Unfortunately I cannot help you, however welcome to the forum it'll not be long before someone will be along that can help or give you guidance.....

Jon.


----------



## MildredM (Feb 13, 2017)

Welcome









It depends what lever you are thinking of, I would say. I personally enjoyed going through the stages - h/x, double boiler, the the L-R.


----------



## ashcroc (Oct 28, 2016)

Don't forget you'll need to budget for a decent grinder.


----------



## coffeechap (Apr 5, 2012)

If you re prepared to do some work yourself you could get a decent Lever machine and grinder in your budget


----------



## Nopapercup (Nov 6, 2016)

Go for it.

For your budget you can get a good secondhand La Pavoni and ex commercial grinder, tamper, scales, some coffee and still have plenty of change left over.

I went down this route a few years back for my first proper machine. It takes a few weeks to get the hang of it but I've never looked back. They have a steep learning curve but possibly the best machines to learn and understand how the espresso extraction process works.

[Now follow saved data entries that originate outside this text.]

PR #50, opened 2025-04-14
Limit sport filters for MVP

### LINKED ISSUE #39: Should only display select sports for MVP
Display:

- soccer
- football
- ice hockey
- field hockey
- lacrosse
- baseball

And basketball, after backend is fixed

helenjb:
- Fixes #39 , #49, #53

### DIFF
--- a/app/src/main/java/com/cornellappdev/score/model/ScoreRepository.kt
+++ b/app/src/main/java/com/cornellappdev/score/model/ScoreRepository.kt
@@ -12,6 +12,7 @@ import kotlinx.coroutines.flow.update
 import kotlinx.coroutines.launch
 import javax.inject.Inject
 import javax.inject.Singleton
+import com.cornellappdev.score.util.isValidSport
 
 /**
  * This is a singleton responsible for fetching and caching all data for Score.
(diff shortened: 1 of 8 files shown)


zachseidner1 (changes requested):
Thank you for the fix! Instead of rewriting this if statement so many times, can we factor this out into a function that checks if a sport display name is valid (something that we want to show)? Typing out so many strings again and again like this is extremely error prone.

zachseidner1 (changes requested):
Could you resolve the merge conflicts before requesting my review? On Android Studio, pull the latest changes from main, then go back to your branch and do Git > Merge > origin/main. Then this should bring up the merge conflict resolution editor. Let me know if you need help from there!

helenjb:
For some reason when I run the app with these changes, on the first run it will fail to fetch games (or it times out), but when I rerequest on the same run, it will successfully load. Not sure if this is an issue with my emulator or the code.

app/src/main/java/com/cornellappdev/score/model/Sport.kt
```diff
@@ -173,7 +174,7 @@ enum class Sport(
                 GenderDivision.FEMALE -> Sport.entries.filter { it.gender == GenderDivision.FEMALE || it.gender == GenderDivision.ALL }
                 GenderDivision.ALL,
                 null -> Sport.entries
-            }
+            }.filter { isValidSport(it.displayName) }
```
zachseidner1, line 177: I don't think we need to filter here since we already should've done this in the repository.

app/src/main/java/com/cornellappdev/score/model/ScoreRepository.kt
```diff
@@ -45,34 +46,35 @@ class ScoreRepository @Inject constructor(
...
-                                sport = game.sport,
-                                date = game.date,
-                                city = game.city,
-                                cornellScore = cornellScore,
-                                otherScore = otherScore
-                            )
-                        }
-                    } ?: emptyList()
+                    games?.games?.filter { game -> isValidSport(game?.sport ?: "") }
+                        ?.mapNotNull { game ->
```
zachseidner1, line 50: Nit: `filterNotNull` and then `map` is a bit cleaner here so you don't have to handle `null` in the predicate.

zachseidner1 (approved):
Thanks for making these changes! I think this is the usual behavior of Score because of the backend, so don't worry about the loading issue. It could also be an emulator thing.

app/src/main/java/com/cornellappdev/score/model/Sport.kt
helenjb: This does not work if I remove it

zachseidner1: oh oops that was definitely wrong of me, I thought that was data coming from the BE, sorry for not looking at that closer.

PR #72, opened 2025-04-18
Edit error state to accommodate game details screen

helenjb:
Addressed #59


zachseidner1 (approved):
Change seems reasonable, thanks for doing this!

Issue #61, opened 2025-04-16
Scoring Box takes a minimum of 4 scores


EmilJiang:
There are games with less than 4 scores, and this should be displayed correctly.

Issue #60, opened 2025-04-16
Disable Add to Calendar


EmilJiang:
Currently, clicking the "Add to Calendar" on GameDetails Screen only opens the calendar. No event is added.

PR #73, opened 2025-04-21
Emil jiang navigate

EmilJiang:
I added navigation in the game details screen. I am not sure if this is the best way to do it, but it was the only way I could think of after trying many things. To test, the best way I found was to go into past scores and go from there as many of the future games do not have scoring summaries. #46


app/src/main/java/com/cornellappdev/score/screen/GameDetailsScreen.kt
```diff
@@ -164,10 +170,26 @@ fun GameDetailsContent(gameCard: DetailsCardData) {
...
+                        )
+                        Spacer(modifier = Modifier.weight(1f))
+                        IconButton(onClick = { navigateToGameScoreSummary(gameCard.scoreEvent) }) {
+                            Icon(
+                                painter = painterResource(id = R.drawable.ic_right_chevron),
+                                contentDescription = "Back button",
+                                modifier = Modifier
+                                    .width(24.dp)
+                                    .height(24.dp),
+                            )
```
zachseidner1, line 189: image
the icon appears really off here?

zachseidner1 (changes requested):
After a bit of research I found out that this _should_ definitely be possible to do this with type safety. See [this Stack Overflow](https://stackoverflow.com/q/79298677), we need to use the `typeMap` parameter of `composable` in our root navigator. If you have time today, I'd love for you to take a crack at it. Otherwise we can leave it like this and create a GitHub issue, because it's not that bad.

Regardless of what you decide to do, you need to fix the icon for navigating to the scoring summary.

EmilJiang:
I saw that stackoverflow, but I did not know how to add the typeMap as that requires some sort of external library, and I think I need to create a ListNavType which I do not really know how to do. 
The arrow is fixed. 
Screenshot 2025-04-21 at 9 19 17 PM
By disable in #60, do you just mean remove? If so, my new commit address it. 
Fixed the ScoreBox #61. This has not been thoroughly tested as the backend is really slow for me.
Image is now correct with the team for Scoring Summary, and ScoringSummaryScreen. Checked the real players name to make sure it matched the team.
Screenshot 2025-04-21 at 9 56 52 PM
Screenshot 2025-04-21 at 9 57 47 PM

zachseidner1 (approved):
LGTM 🚀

The limitations with these machines is multiple coffees in a row as they overheat but for 2 a day they're perfect. I make on average 3-4 a day with mine and could make a lot more.


----------



## MediumRoastSteam (Jul 7, 2015)

For two cups a day, you can get a second hand La Pavoni in good condition and a second hand grinder. If it's two a day but not in a row, in all honesty a hand grinder like a feldgrind will do you just fine. If hand grinding first float your boat, a second hand Eureka Mignon will also be well within budget. You can get it for a total of £350 - £450 or so, so plenty to spare for a few accessories, a set of gaskets/seals etc if you need to replace it and good quality fresh coffee.


----------



## bjb (Nov 10, 2018)

Thanks All, it's very cool how many knowledgeable people are out there with good advice so quickly! So glad I joined up ?

MediumRoastSteam,

I'll make two cups in a row; one for myself and one for my wife first thing in the morning. I have a cheapy hand grinder already that I've used for pour-over and honestly it's too much hard work for 6am!

So guess the Eureka Mignon or similar would be the way forward- I notice there are several models; anything I should look for?

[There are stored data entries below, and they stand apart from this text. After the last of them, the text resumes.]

PR #83, opened 2025-09-21
ScoreBox fix (+ lacrosse icon mini fix)

### LINKED ISSUE #80: Scoring summary UI additional fixes
Fallout from #48 

image <br />
We're missing the drop shadow around the score box. The border gets cut off at the corner. Also, the school names should have a min width of 60 as specified by the design. Also, the numbers for the periods are not center aligned with their scores.

amjiao:
## Overview
Fixes #80 and #66 
Also fixes small bug with the logic of coloring the winning team's total score green.

## Changes Made
- Fixed lacrosse icon
- Fixed border cutoffs by wrapping ScoreBox component in a Surface
- Fixed team name cutoff error by setting a max width of 70.dp (approximately how long "Cornell" is in the font size for > 4 data columns) to allow adequate space for both the team name column and all of the data columns (if there's < 4 data columns, then I allow the team name column to take up IntrinsicSize.Max to fill up empty space
- Fixed alignment issues by refactoring table to a Row of Columns structure as opposed to a Column of Rows.
- Added if-else statement in the total scores column so that the color is green if that team won
- Accounted for edge case where the number of data columns > 10, in which case the data columns become a LazyRow that scrolls between the fixed team name column and totals column

## Test Coverage
- Wrote more test data for different game lengths (2, 4, 6, 10, 12 in total)
- appears correct in previews

Screenshot 2025-09-21 at 7 16 27 PM

### DIFF
--- a/app/src/main/java/com/cornellappdev/score/components/ScoreBox.kt
+++ b/app/src/main/java/com/cornellappdev/score/components/ScoreBox.kt
@@ -110,8 +110,7 @@ private fun TeamNameColumn(
             //set to approximation of minimum width for "Cornell"
             modifier.widthIn(max = 70.dp)
         } else {
-            //can take up as much space as is available
-            modifier.width(IntrinsicSize.Max)
+            modifier.widthIn(max = 100.dp)
         }
     ) {
         Row(
@@ -294,7 +293,7 @@ private fun CompleteTableData(
             teamTwoScores = gameData.teamScores.second,
             //if maxPeriods > 8, "Totals" header will wrap to two lines. In this case, don't weight so that space is allocated to TotalsColumn first
             //otherwise, TotalsColumn will fit without wrapping and can be allocated equal width as the data columns
-            modifier = if (maxPeriods < 8) {
+            modifier = if (maxPeriods < 4) {
                 Modifier.weight(1f, fill = true)
             } else {
                 Modifier
@@ -386,38 +385,39 @@ private fun TotalsColumn(
 }
 
 
+//Padding added to previews to simulate the padding around the ScoreBox when it's displayed on the screen
 @Preview
 @Composable
 private fun PreviewBoxScore() = ScorePreview {
-    BoxScore(gameData = gameData)
+    BoxScore(gameData = gameData, Modifier.padding(start = 20.dp, end = 20.dp))
 }
 
 @Preview
 @Composable
 private fun PreviewBoxScoreForLongGame() = ScorePreview {
-    BoxScore(longGameData)
+    BoxScore(longGameData, Modifier.padding(start = 20.dp, end = 20.dp))
 }
 
 @Preview
 @Composable
 private fun PreviewBoxScoreForMedGame() = ScorePreview {
-    BoxScore(mediumGameData)
+    BoxScore(mediumGameData, Modifier.padding(start = 20.dp, end = 20.dp))
 }
 
 @Preview
 @Composable
 private fun PreviewBoxScoreForShortGame() = ScorePreview {
-    BoxScore(shortGameData)
+    BoxScore(shortGameData, Modifier.padding(start = 20.dp, end = 20.dp))
 }
 
 @Preview
 @Composable
 private fun PreviewBoxScoreExtraLongGame() = ScorePreview {
-    BoxScore(gameData = extraLongGameData)
+    BoxScore(gameData = extraLongGameData, Modifier.padding(start = 20.dp, end = 20.dp))
 }
 
 @Preview
 @Composable
 private fun PreviewBoxScoreEmpty() = ScorePreview {
-    BoxScore(gameData = emptyGameData())
+    BoxScore(gameData = emptyGameData(), Modifier.padding(start = 20.dp, end = 20.dp))
 }
--- a/app/src/main/java/com/cornellappdev/score/components/ScoreBox.kt
+++ b/app/src/main/java/com/cornellappdev/score/components/ScoreBox.kt
@@ -47,8 +47,8 @@ import com.cornellappdev.score.util.mediumGameData
 import com.cornellappdev.score.util.shortGameData
 
 private val HEADER_HEIGHT = 35.dp
-private val SMALL_BOX_SIZE = 4
-private val LARGE_BOX_SIZE = 10
+private const val SMALL_BOX_SIZE = 4
+private const val LARGE_BOX_SIZE = 10
 
 @Composable
 fun BoxScore(
--- a/app/src/main/java/com/cornellappdev/score/components/ScoreBox.kt
+++ b/app/src/main/java/com/cornellappdev/score/components/ScoreBox.kt
@@ -27,6 +27,8 @@ import androidx.compose.ui.text.font.FontWeight
 import androidx.compose.ui.text.style.TextAlign
 import androidx.compose.ui.text.style.TextOverflow
 import androidx.compose.ui.tooling.preview.Preview
+import androidx.compose.ui.tooling.preview.PreviewParameter
+import androidx.compose.ui.tooling.preview.PreviewParameterProvider
 import androidx.compose.ui.unit.dp
 import com.cornellappdev.score.model.GameData
 import com.cornellappdev.score.model.ScoresByPeriod
@@ -78,10 +80,18 @@ fun BoxScore(
                 rowTextStyle,
                 gameData.maxPeriods
             )
-            CompleteTableData(
-                gameData = gameData,
-                rowTextStyle = rowTextStyle
-            )
+            if (gameData.maxPeriods > LARGE_BOX_SIZE) {
+                CompleteLazyTableData(
+                    gameData = gameData,
+                    rowTextStyle = rowTextStyle
+                )
+            } else {
+                CompleteTableData(
+                    gameData = gameData,
+                    rowTextStyle = rowTextStyle,
+                    maxPeriods = gameData.maxPeriods
+                )
+            }
         }
     }
 }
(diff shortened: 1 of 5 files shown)


app/src/main/java/com/cornellappdev/score/components/ScoreBox.kt
```diff
@@ -24,164 +29,395 @@ import androidx.compose.ui.tooling.preview.Preview
...
+private fun PreviewBoxScoreExtraLongGame() = ScorePreview {
+    BoxScore(gameData = extraLongGameData, Modifier.padding(start = 20.dp, end = 20.dp))
+}
 
 @Preview
 @Composable
-private fun PreviewTeamScoreRow() = ScorePreview {
-    TeamScoreRow(gameData.teamScores.first, GrayMedium, 4, bodyNormal)
+private fun PreviewBoxScoreEmpty() = ScorePreview {
+    BoxScore(gameData = emptyGameData(), Modifier.padding(start = 20.dp, end = 20.dp))
```
zachseidner1, line 422: mega nit: A fun thing you could do here to improve the code is to use parametrized previews so you don't need to write 5 preview functions (remember Art of The Preview tech talk 😁 ). But up to you if you find value in taking time to do this.

app/src/main/java/com/cornellappdev/score/components/ScoreBox.kt
```diff
@@ -24,164 +29,395 @@ import androidx.compose.ui.tooling.preview.Preview
...
         gameData.teamScores.first.scoresByPeriod.size,
         gameData.teamScores.second.scoresByPeriod.size
     )
-    val rowTextStyle = if (maxPeriods > 4) labelsNormal else bodyNormal
+
+    val rowTextStyle = if (maxPeriods > 4) {
+        metricSmallNormal
+    } else {
+        metricNormal
+    }
```
zachseidner1, line 62: Nit: you could declare this variable closer to where it is used to make the code more readable

app/src/main/java/com/cornellappdev/score/components/ScoreBox.kt
```diff
@@ -24,164 +29,395 @@ import androidx.compose.ui.tooling.preview.Preview
...
 @Composable
-fun BoxScore(gameData: GameData) {
+fun BoxScore(
+    gameData: GameData,
+    modifier: Modifier = Modifier
+) {
     val maxPeriods = maxOf(
         gameData.teamScores.first.scoresByPeriod.size,
         gameData.teamScores.second.scoresByPeriod.size
     )
```
zachseidner1, line 56: I wonder why we need this variable, I suppose we can't assume that these values will be the same? This could be good to extract to a derived property of `GameData`.

app/src/main/java/com/cornellappdev/score/components/ScoreBox.kt
```diff
@@ -24,164 +29,395 @@ import androidx.compose.ui.tooling.preview.Preview
...
-    val rowTextStyle = if (maxPeriods > 4) labelsNormal else bodyNormal
+
+    val rowTextStyle = if (maxPeriods > 4) {
```
zachseidner1, line 58: we should extract 4 to a constant like you did for `HEADER_HEIGHT`

app/src/main/java/com/cornellappdev/score/components/ScoreBox.kt
```diff
@@ -24,164 +29,395 @@ import androidx.compose.ui.tooling.preview.Preview
...
+            modifier = Modifier
+                .fillMaxWidth()
+        ) {
+            TeamNameColumn(
+                gameData.teamScores.first.team.name,
+                gameData.teamScores.second.team.name,
+                rowTextStyle,
+                maxPeriods
+            )
+            if (maxPeriods > 10) {
```
zachseidner1, line 84: same thing with 10, we should extract it to a well-named constant

app/src/main/java/com/cornellappdev/score/components/ScoreBox.kt
```diff
@@ -24,164 +29,395 @@ import androidx.compose.ui.tooling.preview.Preview
...
-        modifier = Modifier
-            .fillMaxWidth()
-            .clip(shape = RoundedCornerShape(8.dp))
-            .background(color = Color.White, shape = RoundedCornerShape(8.dp))
-            .border(BorderStroke(width = 1.dp, color = CrimsonPrimary))
+        modifier = if (maxPeriods > 4) {
+            //set to approximation of minimum width for "Cornell"
+            modifier.widthIn(max = 70.dp)
+        } else {
+            modifier.widthIn(max = 100.dp)
```
zachseidner1, line 113: Just curious did you try my recommendation of using the auto sizing text?

app/src/main/java/com/cornellappdev/score/components/ScoreBox.kt
```diff
@@ -24,164 +29,395 @@ import androidx.compose.ui.tooling.preview.Preview
...
+        }
+    ) {
+        Row(
+            modifier = Modifier
+                .fillMaxWidth()
+                .background(color = CrimsonPrimary)
+                .height(HEADER_HEIGHT)
+                .padding(top = 6.dp, bottom = 4.dp),
+        ) {}
```
zachseidner1, line 122: Could we just use `Spacer` here instead?

app/src/main/java/com/cornellappdev/score/components/ScoreBox.kt
```diff
@@ -24,164 +29,395 @@ import androidx.compose.ui.tooling.preview.Preview
...
+                color = GrayPrimary,
+                modifier = Modifier
+                    .weight(1f, fill = true)
+                    .padding(10.dp),
+                textAlign = TextAlign.Left,
+                maxLines = 1,
+                overflow = TextOverflow.Ellipsis
+            )
+        }
+        HorizontalDivider(thickness = 1.dp, color = CrimsonPrimary)
```
zachseidner1, line 143: The design doesn't have any horizontal dividers, maybe we should just use `Spacer` here if you need this for the arrangement or eliminate this?

app/src/main/java/com/cornellappdev/score/components/ScoreBox.kt
```diff
@@ -24,164 +29,395 @@ import androidx.compose.ui.tooling.preview.Preview
...
+                maxLines = 1,
+                overflow = TextOverflow.Ellipsis
+            )
+        }
+    }
+}
+
+@Composable
+private fun TableDataColumn(
+    header: Int,
```
zachseidner1, line 169: nit: I think it makes more sense for this component to receive `String` for the header, since it is just text. Might help make the UI a bit more readable

app/src/main/java/com/cornellappdev/score/components/ScoreBox.kt
```diff
@@ -24,164 +29,395 @@ import androidx.compose.ui.tooling.preview.Preview
...
-            maxPeriods,
-            rowTextStyle
-        )
+@Composable
+private fun CompleteLazyTableData(
+    gameData: GameData,
+    rowTextStyle: TextStyle,
+    modifier: Modifier = Modifier
+) {
+    val periodScores = mapToPeriodScores(gameData)
```
zachseidner1, line 229: Ideally `mapToPeriodScores` should be done in the VM, and the `ScoreBox` component as a whole should accept `ScoreBoxViewState` instead of `GameData`. But if you don't want to refactor all of this right now we don't have to. For now, you could just make `toPeriodScores` a function on the `GameData` `data class`.

app/src/main/java/com/cornellappdev/score/components/ScoreBox.kt
```diff
@@ -24,164 +29,395 @@ import androidx.compose.ui.tooling.preview.Preview
...
+
+    if (periodScores.isNotEmpty()) {
```
zachseidner1, line 231: Nit: could do `if (periodScores.isEmpty()) return` to reduce nesting

app/src/main/java/com/cornellappdev/score/components/ScoreBox.kt
```diff
@@ -24,164 +29,395 @@ import androidx.compose.ui.tooling.preview.Preview
...
+    modifier: Modifier = Modifier
+) {
+    val periodScores = mapToPeriodScores(gameData)
+
+    Row(
+        modifier = modifier,
+        horizontalArrangement = Arrangement.SpaceEvenly
+    ) {
+        if (periodScores.isNotEmpty()) {
+            mapToPeriodScores(gameData).map { periodScore ->
```
zachseidner1, line 271: nit: could just use `periodScores` directly instead of calling the `mapToPeriodScores` function again

app/src/main/java/com/cornellappdev/score/components/ScoreBox.kt
```diff
@@ -24,164 +29,395 @@ import androidx.compose.ui.tooling.preview.Preview
...
+                    teamTwoScore = "-",
+                    rowTextStyle = rowTextStyle,
+                    modifier = Modifier.weight(1f)
+                )
+            }
+        }
+        TotalsColumn(
+            teamOneScores = gameData.teamScores.first,
+            teamTwoScores = gameData.teamScores.second,
+            //if maxPeriods > 8, "Totals" header will wrap to two lines. In this case, don't weight so that space is allocated to TotalsColumn first
```
zachseidner1, line 294: you mean >= 4 in this comment? That is what your code seems to suggest

app/src/main/java/com/cornellappdev/score/components/ScoreBox.kt
```diff
@@ -24,164 +29,395 @@ import androidx.compose.ui.tooling.preview.Preview
...
+    val periodScores = mapToPeriodScores(gameData)
+
+    if (periodScores.isNotEmpty()) {
+        Row(
+            modifier = modifier
+        ) {
+            LazyRow(
+                modifier = Modifier.weight(1f)
+            ) {
+                items(periodScores) { periodScore ->
```
zachseidner1, line 238: The only thing changing here is the period scores row. I wonder if we could just have the lazy and non lazy versions as separate composables, instead of having the entire table datas as separate composables? Lmk if that makes sense

app/src/main/java/com/cornellappdev/score/components/ScoreBox.kt
amjiao: prob just a preview rendering issue since the structure is a row of columns.

app/src/main/java/com/cornellappdev/score/components/ScoreBox.kt
amjiao: the headers for this column will always be ints because it's a period number, is it still better to have headers be strings?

I should ask the question too- given I'll mostly use it first thing in the morning, after I've got over the initial learning curve, is it reasonable to expect to preheat the machine while I have a shower, then once preheated, grind and get two coffees out in 5 minutes, give or take? If I'm aiming for this, would it change your advice?

Thanks!



MediumRoastSteam said:


> For two cups a day, you can get a second hand La Pavoni in good condition and a second hand grinder. If it's two a day but not in a row, in all honesty a hand grinder like a feldgrind will do you just fine. If hand grinding first float your boat, a second hand Eureka Mignon will also be well within budget. You can get it for a total of £350 - £450 or so, so plenty to spare for a few accessories, a set of gaskets/seals etc if you need to replace it and good quality fresh coffee.


----------



## bjb (Nov 10, 2018)

Thanks NoPaperCup, (and great name, couldn't agree more from an environmental and taste perspective!)

Think I'll take your advice. Do you use the steam wand much?


----------



## bjb (Nov 10, 2018)

Thanks coffeechap,

I'm pretty handy but new to this game and don't have the capacity for any actual metalworking- what sort of work is involved with a second hand lever machine? Is is just part replacement and cleaning?


----------



## bjb (Nov 10, 2018)

Cheers ashcroc,

What proportion would you spend on a grinder? Or would a hard figure be better?


----------



## Jony (Sep 8, 2017)

I would just buy a hand grinder with your 2 coffee's a day.


----------



## bjb (Nov 10, 2018)

Thanks Mildred,

I look forward to one day knowing what all the things under your post mean

I'm guessing on my budget it probably means the La Pavoni Europiccola. Any other good ones in budget you'd recommend?


----------



## MildredM (Feb 13, 2017)

bjb said:


> Thanks Mildred,
> 
> I look forward to one day knowing what all the things under your post mean


I am looking forward to that day myself!



> I'm guessing on my budget it probably means the La Pavoni Europiccola. Any other good ones in budget you'd recommend?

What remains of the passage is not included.